# Bridge Report/EUP Duck Hunt



## eucman (Jan 24, 2009)

Our decades old tradition of a duck hunt in third week of October was broken. My brother has to attend 2 weddings in consecutive weekends in mid to late October down state. We had to choose early October or late and “we chose poorly “.
I saw one merganser and one goose on the NE corner of the bridge late weds afternoon.
That was a harbinger of our hunt. We focused mainly on Munuscong bay. Normally we hit diver migration spot on or a little late. 
We were early. Yesterday morning (mon 10/7) we saw some small groups of redheads migrating in. Their descent from the heavens to the lake deck was heralded by the sound of tearing linen! They cruised the bay and moved on.
We found a hundred or so ring necks but they were inaccessible to us. The depth of the marsh water will easily accommodate a 14’ boat with 25 horse Johnson. HOWEVER the sudden appearance of this water lily has made it really tough to motor and row in.
Too deep to wade and too congested to motor/row makes hunting locations limited for us.
The rising water levels have opened hundreds of acres of marsh to the ducks. We saw a very few widgeon , gadwall, teal, and mallard fly around and drop into one of the hundreds of marsh openings that exist now. 
We watched 2 brushed out boat blinds idle the hours away in the middle of the bay while we posted watch on the edges. They were doing almost no shooting as well.
We took a break and hunted a series of private ponds near Barbeau. At the end of shooting hours dozens of teal and woodies piled in. Was really cool to watch but was too late to shoot.
After decades of hunts in the books we decided it is way more important to be late in the migration than early up there.
All told fantastic time watching the dozens and dozens of raptors migrate against the backdrop of near peak fall color!

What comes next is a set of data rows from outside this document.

Issue #297, opened 2020-10-07
Add inverse hyperbolic sine transformation


frederikziebell:
Sometimes it's nice to have a 'log'-transformation that also works for negative values to have points more evenly spread-out:

```
ihs <- function(x){log(x+sqrt(x^2+1))}
ihs_trans <- scales::trans_new(name="ihs",transform=ihs, inverse=sinh)

set.seed(1)
data <- tibble(
  x=runif(10^4),
  y=rnorm(10^4)
)

data %>% 
  ggplot(aes(x,y)) +
    geom_point(alpha=.7) +
    ggtitle("regular")

data %>% 
  ggplot(aes(x,y)) +
    geom_point(alpha=.7) +
    scale_y_continuous(trans=ihs_trans) +
    ggtitle("ihs")
```

![image](https://user-images.githubusercontent.com/28304028/95364269-eac60d80-08d0-11eb-887b-490f5f55c1bd.png)
![image](https://user-images.githubusercontent.com/28304028/95364289-f1548500-08d0-11eb-8fef-268d152e93fd.png)

thomasp85:
Fixed by #360

PR #360, opened 2022-08-25
add inverse hyperbolic sin transform

pearsonca:
Saw #297, and seemed easy enough to fix while I was looking at that area anyway.


thomasp85:
Would you like to update the PR to remove merge conflicts

pearsonca:
Happy to - anything else I should address while in there?

thomasp85:
No, thanks. Better to keep the PRs lean and focused

thomasp85:
However, can I get you to add a bullet in NEWS about the new feature

pearsonca:
Can do re NEWS.

Question - I've written merge conflict resolution on `probability_trans` as moving the `domain` default setting to the signature. The existing resolution is setting it internally - what's the style preference here? I'd lean towards making it visible to the user via signature (and also allowing for some clever hacks with user defined q/p functions), but am also sympathetic to the-mathematical-definition-of-a-probability-is-...

tests/testthat/test-trans-numeric.R
```diff
@@ -116,3 +116,8 @@ test_that("Yeo-Johnson transform works", {
   expect_equal(yj_trans(lambdas[2])$transform(x[[2]]), expected_data[[2]])
   expect_equal(yj_trans(lambdas[3])$transform(x[[3]]), expected_data[[3]])
 })
+
+test_that("probability transforms have domain (0,1)", {
+  expect_true(all(logit_trans()$domain == c(0, 1)))
+  expect_true(all(probit_trans()$domain == c(0, 1)))
```
olivroy, line 122: I think this is not an accurate test.
A better one could be 
```r
  expect_true(all(logit_trans()$domain %in% c(0, 1)))
  expect_true(all(probit_trans()$domain %in% c(0, 1)))
```

Or if you always expect a length 2, exactly `c(0, 1)`
```r
  expect_equal(logit_trans()$domain, c(0, 1))
```

Or if you are not sure of the order

```r
  expect_setequal(logit_trans()$domain, c(0, 1))
```

thomasp85:
I think the domain should be fixed and set internally rather than as part of the construction

tests/testthat/test-trans-numeric.R
mjskay: Isn't this testing that the domain is exactly `c(0, 1)`? Then it should be `expect_equal(logit_trans()$domain, c(0, 1))` or `expect_identical(logit_trans()$domain, c(0, 1))`

olivroy: I think you are right. 
I wasn't exactly sure, but I knew that  `expect_true(all(logit_trans()$domain == c(0, 1)))`

pearsonca: e.g.
```r
c(1, 1) == c(2, 1)
```
...yields
```r
FALSE TRUE
```
...a logical vector, which when tested with `all()` would yield `FALSE` (in this case). It is equivalent to `expect_equal`.

So not sure what "not an accurate test" means? I agree that the `expect_equal` syntax is preferrable, so will make that change.

I think the length test would be more appropriate as a general test of all transform generators.

olivroy: It is just that `all()` doesn't handle edge cases very well.
```r
all(integer(0) == c(0, 1)) |> testthat::expect_true()
```

This test passes.

pearsonca: to be clear, the explicit intent here is that the domain values lower == 0 & upper == 1, which is equivalent to all(c(lower, upper) == c(0, 1)). this isn't an %in% relationship

olivroy: Ok, the correct test would therefore be 

```r
expect_equal(logit_trans()$domain, c(0, 1))
```

Because in the (unlikely) scenario that
`logit_trans()$domain = integer(0)`, the current test would pass even though it is incorrect.

pearsonca: The key defect in the all approach seems to be the "empty set" case, so that aspect of it actually does invalidate the test.

pearsonca: also: just now seeing replies. not a crazy person ignoring your points.

olivroy: No problem. Sorry. I wanted to make sure I was clear because I saw this exact problem in another repo that hid a bug silently for a while. :) 

```r
  expect_equal(logit_trans()$domain, c(0, 1))
```
note the `,` instead of `==`

tests/testthat/test-trans-numeric.R
```diff
@@ -116,3 +116,8 @@ test_that("Yeo-Johnson transform works", {
   expect_equal(yj_trans(lambdas[2])$transform(x[[2]]), expected_data[[2]])
   expect_equal(yj_trans(lambdas[3])$transform(x[[3]]), expected_data[[3]])
 })
+
+test_that("probability transforms have domain (0,1)", {
+  expect_equal(logit_trans()$domain == c(0, 1))
+  expect_equal(probit_trans()$domain == c(0, 1))
+})
```
thomasp85, line 123: `expect_equal()` requires two arguments, not a single comparison

thomasp85:
Also, can you remove the derivative part - I rather we add that all together in one PR

tests/testthat/test-trans-numeric.R
pearsonca: both done!

thomasp85:
Thank you 🙏

Issue #356, opened 2022-07-06
Add `style_positive` and `style_negative` to other continuous labelers


bwiernik:
I most often work with numbers that are changes in percentages (e.g., -2%, +5%). I mostly use `label_percent()` for this. However, I'd like to be able to use the `style_positive` and `style_negative` arguments from `label_number()` to format with proper plus and minus signs. Would it be possible to add these arguments to other continuous labelers (especially `label_percent()`)?

factorialmap:
library(scales)

demo_continuous(c(-50,50),
                labels = label_percent(scale = 1,
                                       style_positive = "plus",
                                       style_negative = "minus")
                )


hope this help

bwiernik:
Ah, so the issue is just that they aren't documented

pearsonca:
@bwiernik i've proposed a revision that addresses this, by changing where `...` points to (namely, `label_numeric`, which includes the `style_(positive|negative)` documentation - is sufficient change?

bwiernik:
That should work

PR #361, opened 2022-08-25
update label_percent ... documentation

pearsonca:
addresses #356: reflects pass through `label_number` first (i.e. can also include style_+/-)

also update internals of label_percent to skip superceded function.

### DIFF
--- a/R/label-percent.R
+++ b/R/label-percent.R
@@ -1,5 +1,6 @@
 #' Label percentages (2.5%, 50%, etc)
 #'
+#' @param ... Other arguments passed on to [label_number()]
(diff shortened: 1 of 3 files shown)


teunbrand:
I'm not a maintainer of this package, but it seems like this is one of those use cases where `@inheritDotParams` would shine. For more information, see [this paragraph](https://r-pkgs.org/man.html#inheriting-documentation) of the R packages book.

pearsonca:
Hmm, agree. Wait one.

thomasp85:
Fixed outside of this issue. However, thanks for looking into it! ❤️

Trip south over the bridge 0 waterfowl observed.


----------



## ahartz (Dec 28, 2000)

we are abandoning our annual trip to Raber this season for a trip to long pointe Ontario for Nov. 7-11, 2019. out last few trips there in late oct have been awful....andy


----------



## eucman (Jan 24, 2009)

ahartz said:


> we are abandoning our annual trip to Raber this season for a trip to long pointe Ontario for Nov. 7-11, 2019. out last few trips there in late oct have been awful....andy


Mid Oct seems best. Last year multiple days of strong sustained winds out of the NW pushed birds past the bay into L St Clair (I watched them pour in with my dad just before our hunt)
We are getting the itch to travel west for birds.
Financial obligations re college kids keep bursting that bubble


----------



## Far Beyond Driven (Jan 23, 2006)

Daughter is thinking about LSSU. 

I'm strongly in favor of this decision.


----------



## eucman (Jan 24, 2009)

Far Beyond Driven said:


> Daughter is thinking about LSSU.
> 
> I'm strongly in favor of this decision.


Far better hunting and fishing on the eastern side.
I was at MTU for four years . I think the DNR put the deer per sq mile for the Keweenaw peninsula at 4!
No ducks but a quick exciting goose season


----------



## Far Beyond Driven (Jan 23, 2006)

Brother went to MTU. After helping him move in I said no chance in hell, and spent five years in Flint instead. 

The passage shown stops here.